# Can we look upon entanglement as measurement?

1. Sep 3, 2013

### Albert V

Hi,

I have a question about how to interpret the state of an entangled photon

H = horisontal, V = vertical polarization

The global state is |Phi> = (|H>|V> + |V>|H>)/sqrt2.

By density operator formalism:

rho = |Phi><Phi|
= (1/2) ( |H>|V><H|<V| + |H>|V><V|<H| + |V>|H><H|<V| + |V>|H><V|<H| ).

in order to find the state on the right side, trace out the left side :

rho_right = Tr_left(rho) = (1/2) (|H><H|+|V><V|),

How should this state be interpreted? 1) as a photon EITHER in H OR V, or 2) a mixed state (superposition) containing components of both the left and the right side.

This would help me to understand this paper:

http://arxiv.org/abs/1301.1673

2. Sep 3, 2013

### vanhees71

First of all, you start with a two-photon state with entangled photons. It's a pure state given by a normalized state ket $|\Phi \rangle$. The corresponding statistical operator of the pure state is the projection operator $\hat{\rho}_{2 \gamma}=|\Phi \rangle \langle \Phi|$. This gives you the statistical properties on the polarization of both photons according to Borns rule.

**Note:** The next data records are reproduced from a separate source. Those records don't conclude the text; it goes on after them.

Issue #769, opened 2026-07-09
[fix] apps/web typecheck fails: TS7016 missing declaration for react-dom/server in 5 test files


brownm09:
Pre-existing failure on `origin/main`, unrelated to any change in this session (discovered while running `npm run typecheck` for #766, whose diff touches none of the files below).

## Failure

`npm run typecheck` (`turbo run typecheck` → `@lifting-logbook/web:typecheck` → `tsc --noEmit -p tsconfig.typecheck.json`) fails with:

```
error TS7016: Could not find a declaration file for module 'react-dom/server'. '.../apps/web/node_modules/react-dom/server.node.js' implicitly has an 'any' type.
```

In:
- `apps/web/app/(authed)/onboarding/page.test.tsx`
- `apps/web/app/(authed)/settings/schedule/page.test.tsx`
- `apps/web/app/(authed)/settings/units/page.test.tsx`
- `apps/web/app/(authed)/settings/weight-rounding/page.test.tsx`
- `apps/web/app/page.test.tsx`

All five import `react-dom/server` (likely for `renderToStaticMarkup`, per the pattern noted in ADR-028's Verification section for `app/page.test.tsx`). Likely cause: a `@types/react-dom` version drift or a `tsconfig.typecheck.json` `types`/`moduleResolution` gap that stopped resolving the `react-dom/server` subpath declaration.

## Why filed instead of fixed here

Unrelated to the current PR's scope (Cloud Run IAM/CORS fix). Root-causing a type-declaration resolution gap across 5 files needs its own investigation.

Issue #768, opened 2026-07-09
[infra] Wire Cloud Run into the Grafana Cloud OTel telemetry pipeline


brownm09:
Part of #765. Follow-up to #474.

## Problem

Production runs 100% on Cloud Run (`enable_gke = false`). The GKE DaemonSet-based OTel Collector
only runs on GKE, so the API's Cloud Run service never gets `OTEL_EXPORTER_OTLP_ENDPOINT` set —
`apps/api/src/otel.ts`'s SDK starts, tries to export to `localhost:4318`, finds nothing, and
silently drops every trace/metric/log. Grafana Cloud shows zero production data as a result, and
all four production alert rules in `infra/observability/alerts/api.yaml` depend on this same
metrics pipeline — they are not actually monitoring production right now.

A complete, unused sidecar template already exists at
`infra/cloud-run/otel-collector-sidecar.yaml`, pointed at the same Grafana Cloud endpoints and the
same existing Secret Manager secrets (`lifting-logbook-prod-otel-otlp-auth-header`,
`-otel-loki-auth-header`) the GKE collector already uses. It was never wired into the actual
deploy pipeline.

## Fix (larger than the other two — separate session recommended)

1. New Secret Manager secret holding the collector's `config.yaml` (Cloud Run needs a secret
   volume, not a ConfigMap volume) — content should mirror
   `infra/kubernetes/charts/otel-collector/templates/configmap.yaml`'s pipeline config.
2. Add `OTEL_EXPORTER_OTLP_ENDPOINT=http://localhost:4318` to the API container's env in
   `infra/terraform/cloud-run.tf`.
3. **Resolve early:** `google_cloud_run_v2_service.api` has `lifecycle { ignore_changes =
   [template, ...] }`, so Terraform won't push a sidecar to the already-running service —
   `deploy.yml`'s `gcloud run deploy` is what mutates the live revision. Confirm whether the
   installed `gcloud` supports multiple `--container` flags directly, or whether the deploy step
   needs to switch to `gcloud run services replace` against a generated manifest (the existing
   `otel-collector-sidecar.yaml` template is already shaped for the latter).
4. Validate on staging first.
5. Likely needs an ADR-018 addendum noting Cloud Run now also ships telemetry, not just GKE.

## Verification

After deploy, confirm a test trace/log lands in Grafana Cloud Tempo/Loki for the Cloud Run
service, and that `APIRouteHighErrorRate` etc. show a `deployment_environment_name="production"`
series again.

Issue #767, opened 2026-07-09
[fix] Clerk JWT logged in plaintext via x-clerk-authorization header (redaction gap)


brownm09:
Part of #765.

## Problem

Clerk session JWTs are being logged in plaintext in production GCP Cloud Logging.
`apps/api/src/app.module.ts`'s pino `redact.paths` list covers `req.headers.authorization` but
not `req.headers["x-clerk-authorization"]` — the header the server-to-server auth path
(`apps/web/lib/api.ts`, read by `apps/api/src/auth/auth.guard.ts:28-32`) actually uses. Confirmed
live: a production log entry contains a full raw bearer JWT under that header. This violates this
repo's own Observability convention (`CLAUDE.md` → Observability → "must never log secrets,
tokens... sensitive request/response bodies").

## Fix

Add `'req.headers["x-clerk-authorization"]'` to the `redact.paths` array in `pinoHttpOptions`
(`apps/api/src/app.module.ts`), same bracket-notation style already used for
`req.headers["set-cookie"]`. Extend the existing redaction test coverage with a case for
`x-clerk-authorization`, mirroring the existing `authorization` coverage.

## Note

This does not retroactively scrub tokens already sitting in GCP Cloud Logging. Whether that
warrants a Clerk session-revocation discussion is a separate, human call — out of scope for this
fix.

Issue #765, opened 2026-07-09
[investigation] Production reschedule failure: IAM/CORS outage, JWT log leak, missing Cloud Run telemetry


brownm09:
## Problem

A user attempted to reschedule a workout in production and it failed, with no visible error and
nothing findable in Grafana. Investigation (live `gcloud` queries against `lifting-logbook-prod`
plus a full code trace) turned up three distinct, confirmed issues:

### 1. Production outage affecting every client-side write (not just reschedule)

A CORS-preflight `OPTIONS` request from the browser to the API's Cloud Run URL is rejected with
`403` by Cloud Run's own IAM layer, before the request ever reaches NestJS, Clerk auth, or any
application code. Confirmed via the live production log:

```
2026-07-09T17:47:43Z  OPTIONS .../programs/leangains/cycles/1/workouts/2/reschedule → 403
textPayload: "The request was not authenticated... Empty Authorization header value."
```

Root cause: `infra/terraform/cloud-run.tf` grants `roles/run.invoker` on the API Cloud Run
service only to the web server's own service account. `.github/workflows/deploy.yml` reinforces
this with `--no-allow-unauthenticated` on every API deploy (present since the original infra
scaffold, PR #157, 2026-05-02). But [ADR-028](docs/adr/ADR-028-web-runtime-public-config.md)
(2026-06-11, PR #515) deliberately wires the browser to call the API's external Cloud Run URL
directly — an assumption documented in `apps/web/lib/client-api.ts` ("there is no Cloud Run IAM
hop on the client path") and `CONTRIBUTING.md:97`, which has been false since ADR-028 shipped.

`apps/web/lib/client-api.ts` is the shared entry point for **12 mutation operations**
(lift records, reschedule, skip/unskip, body weight, lift overrides, imports) — by CORS/preflight
mechanics, all of them have been broken in production (and staging's Cloud Run A/B replica) for
about a month, silently, because there is no frontend test exercising any of these against a real
Cloud Run deployment, and the reschedule form's error handler swallows the failure with no
logging at all.

### 2. Clerk session JWTs logged in plaintext in production

`apps/api/src/app.module.ts`'s pino redact config covers `req.headers.authorization` but not
`req.headers["x-clerk-authorization"]` — the header the server-to-server auth path actually uses.
Confirmed live: a production log entry contains a full raw bearer JWT under that header.

### 3. Cloud Run never got the OTel Collector wired — zero production telemetry reaches Grafana

[...]

PR #770, opened 2026-07-09
[fix] Grant API Cloud Run service public invoker access to restore browser writes

### LINKED ISSUE #766: [fix] Production API Cloud Run service rejects all browser-direct writes (IAM/CORS)
Part of #765.

## Problem

Every client-side write in the app (reschedule, skip/unskip workout, lift records, body weight,
lift overrides, imports — all 12 operations exported from `apps/web/lib/client-api.ts`) has been
silently broken in production, and in staging's Cloud Run A/B replica, for about a month.

The browser's CORS-preflight `OPTIONS` request to the API's Cloud Run URL is rejected with `403`
by Cloud Run's own IAM layer, before the request reaches NestJS, Clerk auth, or any application
code:

```
OPTIONS https://lifting-logbook-prod-api-fvijrjuzmq-uc.a.run.app/programs/leangains/cycles/1/workouts/2/reschedule
→ 403 "The request was not authenticated... Empty Authorization header value."
```

`infra/terraform/cloud-run.tf` grants `roles/run.invoker` on the API service only to the web
server's own service account; `.github/workflows/deploy.yml` reinforces this by passing
`--no-allow-unauthenticated` on every API deploy (present since PR #157, 2026-05-02). But
[ADR-028](../blob/main/docs/adr/ADR-028-web-runtime-public-config.md) (2026-06-11, PR #515)
deliberately wires the browser to call the API's external Cloud Run URL directly — documented in
`apps/web/lib/client-api.ts`'s "AUTH HEADER INVARIANT" comment ("there is no Cloud Run IAM hop on
the client path") and `CONTRIBUTING.md:97`. That assumption has been false since ADR-028 shipped.

## Fix

1. `infra/terraform/cloud-run.tf`: add a `google_cloud_run_v2_service_iam_member "api_public"`
   resource granting `roles/run.invoker` to `allUsers` on the API service, mirroring the existing
   `web_public` resource. Update the access-control comment block above it to describe the new
   model (Cloud Run IAM open; Clerk JWT verification is the real authorization boundary).
2. `.github/workflows/deploy.yml`: drop `--no-allow-unauthenticated` from both the staging
   (`lifting-logbook-stg-api`) and production (`lifting-logbook-prod-api`) `gcloud run deploy`
   steps — the flag actively revokes any `allUsers` binding on every deploy, so the Terraform
   change alone would get silently undone on the next push.
3. New ADR documenting this decision (reverses a standing security default; reconciles it with
   ADR-028).
4. Playwright coverage for the reschedule flow against a real deployment, closing the
   `docs/testing/e2e-coverage.md` "Frontend ❌" gap.

## Verification

- Staging: replay the failing CORS preflight manually, confirm `2xx` instead of `403`; exercise
  the reschedule form end-to-end in the running staging app.
- Production: same, after the prod deploy step change lands.

brownm09:
## Summary

Fixes a ~month-long production outage: every client-side write in the app (reschedule, skip/unskip
workout, lift records, body weight, lift overrides, imports — all 12 mutation operations exported
from `apps/web/lib/client-api.ts`) has been silently failing because the browser's cross-origin
call to the API's Cloud Run URL never succeeds.

**Restoring it takes two layers, not one:**

1. **Cloud Run IAM** rejected the browser's CORS-preflight `OPTIONS` with `403` before it reached
   the app, because the API service required IAM authentication.
2. Even with IAM opened, **`apps/api` shipped with no CORS configuration**, so a reachable API
   still returns no `Access-Control-Allow-Origin` and the browser blocks the response. This was
   surfaced by the `/review` of the IAM-only version of this PR — the IAM grant alone is necessary
   but not sufficient.

Confirmed via the actual production log:
```
2026-07-09T17:47:43Z  OPTIONS .../programs/leangains/cycles/1/workouts/2/reschedule → 403
textPayload: "The request was not authenticated... Empty Authorization header value."
```

Root cause: `infra/terraform/cloud-run.tf` granted `roles/run.invoker` on the API Cloud Run
service only to the web server's own service account, and CI passed `--no-allow-unauthenticated`
on every API deploy — but [ADR-028](../blob/main/docs/adr/ADR-028-web-runtime-public-config.md)
deliberately wires the browser to call the API's external Cloud Run URL directly. Full rationale:
[ADR-032](../blob/main/docs/adr/ADR-032-cloud-run-api-public-invoker.md).

## Changes

**Layer 1 — Cloud Run IAM (infra/CI):**
- `infra/terraform/cloud-run.tf`: add `google_cloud_run_v2_service_iam_member "api_public"`
  (`allUsers` / `roles/run.invoker`), mirroring the existing `web_public` resource. Updated the
  access-control comment block: Clerk JWT verification is the real authorization boundary now.
- `.github/workflows/deploy.yml`: `--no-allow-unauthenticated` → `--allow-unauthenticated` on both
  the staging and production `lifting-logbook-{stg,prod}-api` deploy steps (the Terraform grant
  alone would be silently reverted on the next deploy otherwise).
- `.github/workflows/staging.yml`: **same flip for the PR-staging `stg-api` deploy** — this
  workflow independently redeploys the staging API on every PR and would otherwise re-lock it,
  silently undoing the fix. (Gap found while wiring up layer 2.)

**Layer 2 — Application CORS (apps/api):**
- `apps/api/src/main.ts`: `app.enableCors()` driven by an explicit origin allowlist. `@fastify/cors`
  (registered by `enableCors`, already a transitive dep of `@nestjs/platform-fastify` — no
  `package.json` change) answers the preflight and echoes `Access-Control-Allow-Origin`.
- `apps/api/src/cors.config.ts` (new): pure `resolveCorsOrigins()` + the allowlist. Covers the web
  app's Cloud Run URLs **in both address formats Cloud Run serves each service at** (legacy
  `-<hash>-uc.a.run.app` *and* current `-<projectNumber>.us-central1.run.app` — the staging suite
  loads from the latter, which `status.url` doesn't report), the `liftinglogbook.com` custom domain
  (apex + www), and local dev (localhost gated out of deployed runtimes via `NODE_ENV`). A
  `CORS_ALLOWED_ORIGINS` env var fully overrides the list as an ops escape hatch.
- `apps/api/src/cors.config.spec.ts` (new): 11 unit cases — deployed vs. local behavior, both URL
  formats, the exact staging project-number origin, and the env override.
- `apps/api/src/cors.preflight.spec.ts` (new): 3 cases that **deterministically prove `enableCors`
  works on the wire** — boots a NestFastify app with `enableCors()` and fires a preflight via
  Fastify `inject()` (no DB, no deployment, no shared staging), asserting `Access-Control-Allow-Origin`
  is echoed for the custom domain and the project-number Cloud Run origin, and withheld for a
  disallowed origin. This is the coverage the flaky shared-staging E2E can't reliably provide.

**Docs & review-finding fixes:**
- New `docs/adr/ADR-032-cloud-run-api-public-invoker.md` (now documents the two-layer fix),
  referenced from `docs/README.md` and `docs/adr-references.md`.
- `apps/web/e2e/staging.spec.ts`: added a reschedule step exercising `RescheduleForm.tsx` →
  `client-api.ts` → `PUBLIC_API_URL` (the only browser-direct write path; every other write-path
  test goes through a Next.js Server Action and is unaffected by this bug), and **reordered its
  assertions** to lead with the terminal success state (see Review findings disposition).
- `docs/testing/e2e-coverage.md`: flips "Reschedule a workout — Frontend" from ❌ to ✅ (staging).

## Why `allUsers` is safe here

The web service has used the identical `allUsers` + app-level-Clerk-auth model since day one — not
a new exposure class, just extending a proven pattern to a second service. Every real API endpoint
requires a valid Clerk session via the global `AuthGuard`; the only `@Public` routes are `/health`,
`/readyz`, `/livez` (unauthenticated probes, no sensitive data). The CORS allowlist is an allowlist,
not an origin reflector, so it stays a same-origin-policy control while Clerk remains the auth gate.
See ADR-032's Consequences for the full risk discussion (including the one accepted trade-off:
Cloud Run IAM was incidentally filtering scanner/bot traffic — flagged as a possible follow-up).

## Testing

- **`apps/api` build (tsc typecheck via `nest build`): clean.** (First run surfaced 5 errors in
  `mappers.ts`/`workouts.controller.ts` — stale `@lifting-logbook/core`/`types` `dist/` in the
  worktree, in files this PR doesn't touch; rebuilding the upstream packages cleared them, which is
  what CI does by building in dependency order. Not real errors.)
- **`apps/api` unit suite: `Tests: 412 passed, 75 skipped, 0 failed (33.4s)`** — includes the new
  `cors.config.spec.ts` (11 passed). The 75 skipped are the two `*.db.e2e.spec.ts` suites, skipped
  via the documented `LIFTING_SKIP_DB_E2E=1` opt-out — valid here because this PR touches **no** DB
  code (nothing under `apps/api/prisma/`, no repository changes); the change is API bootstrap + a
  pure config module. Docker was up; this was a deliberate scope decision, not a Docker failure.
- `npm run typecheck`: same pre-existing `@lifting-logbook/web` `TS7016` failure on `react-dom/server`
  in 5 test files this branch doesn't touch — filed as
  [#769](https://github.com/brownm09/lifting-logbook/issues/769).
- Suppression grep, test-integrity grep, deleted-test-files check: all clean. No `package.json`
  change → lockfile-sync N/A.
### Staging Integration Tests — admin-override (known shared-infra race, not a code defect)

The required **Staging Integration Tests** check fails on this PR and is being **admin-merged past**,
for a fully diagnosed reason: **shared staging cannot hold this fix during the test** while other PRs
are in flight. Investigation (2026-07-10):
- After this PR's own deploy correctly set the API to `--allow-unauthenticated` (allUsers invoker
  added, confirmed in the deploy log), concurrent open PRs (**#782, #784** — branches cut before the
  `staging.yml` fix, still carrying `--no-allow-unauthenticated`) re-deployed the **single shared**
  `lifting-logbook-stg-api` service, both **re-locking IAM** (→ the original `403`) and swapping in a
  **non-CORS image** (revisions `00527`→`00528`→`00529` in ~15 min, distinct image digests). The
  browser-direct reschedule step then fails because staging is momentarily running someone else's
  locked, CORS-less image — not because of anything in this diff.
- This is the shared-staging churn already tracked as [#673](https://github.com/brownm09/lifting-logbook/issues/673)
  (cross-PR staging-deploy mutex) and resolved structurally by [#695](https://github.com/brownm09/lifting-logbook/issues/695)
  (merge queue → isolated per-PR validation). Until #695 lands, this E2E cannot be reliable under
  concurrent PR load.

**The CORS fix itself is proven correct without depending on shared staging:**
- `cors.preflight.spec.ts` (new) boots the real `enableCors` wiring and asserts the preflight is
  answered with `Access-Control-Allow-Origin` for allowed origins and withheld for others — passes.
- `cors.config.spec.ts` (11 cases) covers origin resolution — passes.
- Manually verified `--allow-unauthenticated` grants `allUsers` on this project (the web service
  runs that model in prod today), and that the grant flips the preflight `403 → reachable`.

Once this lands on `main`, `main`'s own deploys keep staging/prod public + CORS-enabled, and the
E2E passes reliably (concurrent PRs stop re-locking once they rebase onto the merged fix — a
follow-up I'll drive for #782/#784).

The `/review` of the IAM-only version surfaced 1 blocking + 2 non-blocking findings; all resolved
in this PR:

- **[blocking] Missing application CORS** — the IAM grant alone wouldn't restore browser writes
  because `apps/api` had no CORS config. → **Fixed** (layer 2 above: `main.ts` + `cors.config.ts`
  + `cors.config.spec.ts`), plus the `staging.yml` re-lock gap found while implementing it.
- **[non-blocking] `staging.spec.ts` assertion ordering** — the negative `.not.toBeVisible()` error
  assertion led, and can false-green during the in-flight window before the error renders. →
  **Fixed**: lead with the terminal success-state assertion (trigger button reappearing), then the
  negative check.
- **[non-blocking] ADR-032 didn't mention CORS** — it framed the IAM change as the whole fix. →
  **Fixed**: ADR-032 now documents both layers, verification updated to check
  `Access-Control-Allow-Origin`, and `docs/adr-references.md` gets the NestJS/`@fastify/cors` refs.

The re-review of the CORS commit (`a772a39`) surfaced 1 additional non-blocking finding:

- **[reliability] client-side mutation forms swallow write errors** — `RescheduleForm.tsx` (and its
  11 sibling mutation paths via `client-api.ts`) discard the caught error with no `console.error`/
  telemetry, the exact blind spot that kept the original outage invisible in production. →
  **Filed** as [#783](https://github.com/brownm09/lifting-logbook/issues/783) (broader than this
  CORS PR — the fix spans all 12 mutation forms, not just reschedule).

## Follow-ups

- [#767](https://github.com/brownm09/lifting-logbook/issues/767) — Clerk JWT log-redaction gap
  ([PR #771](https://github.com/brownm09/lifting-logbook/pull/771)).
- [#768](https://github.com/brownm09/lifting-logbook/issues/768) — wire Cloud Run into Grafana
  Cloud telemetry (separate, larger session).
- [#769](https://github.com/brownm09/lifting-logbook/issues/769) — pre-existing `react-dom/server`
  typecheck failure.

Part of #765.

Closes #766

### DIFF
--- a/.github/workflows/deploy.yml
+++ b/.github/workflows/deploy.yml
@@ -541,12 +541,19 @@ jobs:
           # is only constructed when DATABASE_URL is unset), and the Terraform service
           # template is lifecycle.ignore_changes, so this is the only place the env can be
           # removed. Removing an already-absent secret is a no-op on subsequent deploys.
+          # --allow-unauthenticated: Cloud Run IAM is intentionally public here — Clerk
+          # JWT verification (apps/api auth.guard.ts) is the real authorization boundary.
+          # See infra/terraform/cloud-run.tf's access-control comment and ADR-032. Without
+          # this, browser CORS preflights to PUBLIC_API_URL (ADR-028) 403 at the Cloud Run
+          # front end before ever reaching the app — Terraform's allUsers invoker grant on
+          # the API service alone is not sufficient, since this flag re-asserts the opposite
+          # policy on every deploy.
           gcloud run deploy lifting-logbook-stg-api \
             --image="${{ needs.build-images.outputs.ar_repo }}/api:${{ github.sha }}" \
             --region="${{ env.REGION }}" \
             --project="${{ vars.GCP_STAGING_PROJECT_ID }}" \
             --platform=managed \
-            --no-allow-unauthenticated \
+            --allow-unauthenticated \
             --remove-secrets=SYSTEM_DATABASE_URL \
             --quiet
 
@@ -1088,12 +1095,19 @@ jobs:
           # rationale. After the RLS cutover (#517) the runtime connects as the
           # NOBYPASSRLS lifting_app role via DATABASE_URL; the owner credential is
           # never read on the Prisma path, so it should not sit in the runtime env.
+          # --allow-unauthenticated: Cloud Run IAM is intentionally public here — Clerk
+          # JWT verification (apps/api auth.guard.ts) is the real authorization boundary.
+          # See infra/terraform/cloud-run.tf's access-control comment and ADR-032. Without
+          # this, browser CORS preflights to PUBLIC_API_URL (ADR-028) 403 at the Cloud Run
+          # front end before ever reaching the app — Terraform's allUsers invoker grant on
+          # the API service alone is not sufficient, since this flag re-asserts the opposite
+          # policy on every deploy.
           gcloud run deploy lifting-logbook-prod-api \
             --image="${{ steps.tf-prod.outputs.ar_repo }}/api:${{ github.sha }}" \
             --region="${{ env.REGION }}" \
             --project="${{ vars.GCP_PROD_PROJECT_ID }}" \
             --platform=managed \
-            --no-allow-unauthenticated \
+            --allow-unauthenticated \
             --remove-secrets=SYSTEM_DATABASE_URL \
             --quiet
 
--- a/.github/workflows/staging.yml
+++ b/.github/workflows/staging.yml
@@ -541,12 +541,17 @@ jobs:
         # docs/runbooks/staging-ci-flakiness.md.
         continue-on-error: true
         run: |
+          # Cloud Run IAM is intentionally public here (ADR-032): the browser calls this API
+          # directly (ADR-028) and the Clerk JWT is the real auth gate. With --no-allow-
+          # unauthenticated, every PR-staging deploy would re-lock the API and 403 the
+          # browser's CORS preflight before it reaches the app — the ~month-long outage #766
+          # fixed. Kept in sync with the stg/prod API deploys in deploy.yml.
           gcloud run deploy lifting-logbook-stg-api \
             --image="${{ needs.build-images.outputs.ar_repo }}/api:${{ needs.build-images.outputs.image_tag }}" \
             --region="${{ env.REGION }}" \
             --project="${{ vars.GCP_STAGING_PROJECT_ID }}" \
             --platform=managed \
-            --no-allow-unauthenticated \
+            --allow-unauthenticated \
             --quiet
 
       - name: Fetch Cloud Run API logs on failure
--- a/apps/api/src/cors.config.spec.ts
+++ b/apps/api/src/cors.config.spec.ts
@@ -1,0 +1,95 @@
+import {
+  DEFAULT_CORS_ORIGINS,
+  LOCAL_DEV_ORIGINS,
+  resolveCorsOrigins,
+} from './cors.config';
+
+// Unit coverage for the CORS allowlist that gates browser → API writes (ADR-028/ADR-032).
+// resolveCorsOrigins takes its env values as parameters, so these tests never touch
+// process.env or bootstrap Nest.
+describe('resolveCorsOrigins', () => {
+  describe('deployed environments (NODE_ENV set by deploy.yml)', () => {
+    it.each(['production', 'staging'])(
+      'returns the deployed allowlist with NO localhost origins when NODE_ENV=%s',
+      (nodeEnv) => {
+        const origins = resolveCorsOrigins(undefined, nodeEnv);
+
+        // Every deployed origin is present...
+        for (const expected of DEFAULT_CORS_ORIGINS) {
+          expect(origins).toContain(expected);
+        }
+        // ...and no local-dev origin leaks into a deployed allowlist.
+        for (const local of LOCAL_DEV_ORIGINS) {
+          expect(origins).not.toContain(local);
+        }
+      },
+    );
+
+    it('allows the prod custom domain (apex and www)', () => {
+      const origins = resolveCorsOrigins(undefined, 'production');
+      expect(origins).toContain('https://liftinglogbook.com');
+      expect(origins).toContain('https://www.liftinglogbook.com');
+    });
+
+    it('allows BOTH Cloud Run address formats for each web service', () => {
+      const origins = resolveCorsOrigins(undefined, 'production');
+      // Legacy hash format (what status.url reports)...
+      expect(origins).toContain('https://lifting-logbook-prod-web-fvijrjuzmq-uc.a.run.app');
+      expect(origins).toContain('https://lifting-logbook-stg-web-mn3pkptvma-uc.a.run.app');
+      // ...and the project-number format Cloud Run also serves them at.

Now you want to forget about the fact that you deal with a two-photon state and only know about the polarization state state of one photon. Thus you trace over the other photon's polarization states to end up with your reduced density operator $\hat{\rho}_{\text{right}}=1/2 \mathbb{1}$. This shows that an observer only looking at this photon's polarization measures an totally unpolarized beam of photons, i.e., he finds with probability 1/2 either a horizontally or a vertically polarized photon, and that's it.

3. Sep 3, 2013

### Albert V

Thanks for your answer, but when you say a "totally unpolarized beam of photons" does that imply a statistical mixture of states? Under the discussion: "What is the difference between entangled and "normal" photons?" another Sci Advisor said that:

"When you discard information about the other particle, you are left with a statistical mixture. (mathematically, this amounts to taking a partial trace)"

A statistical mixture of states is not equivalent to a linear superposition of states.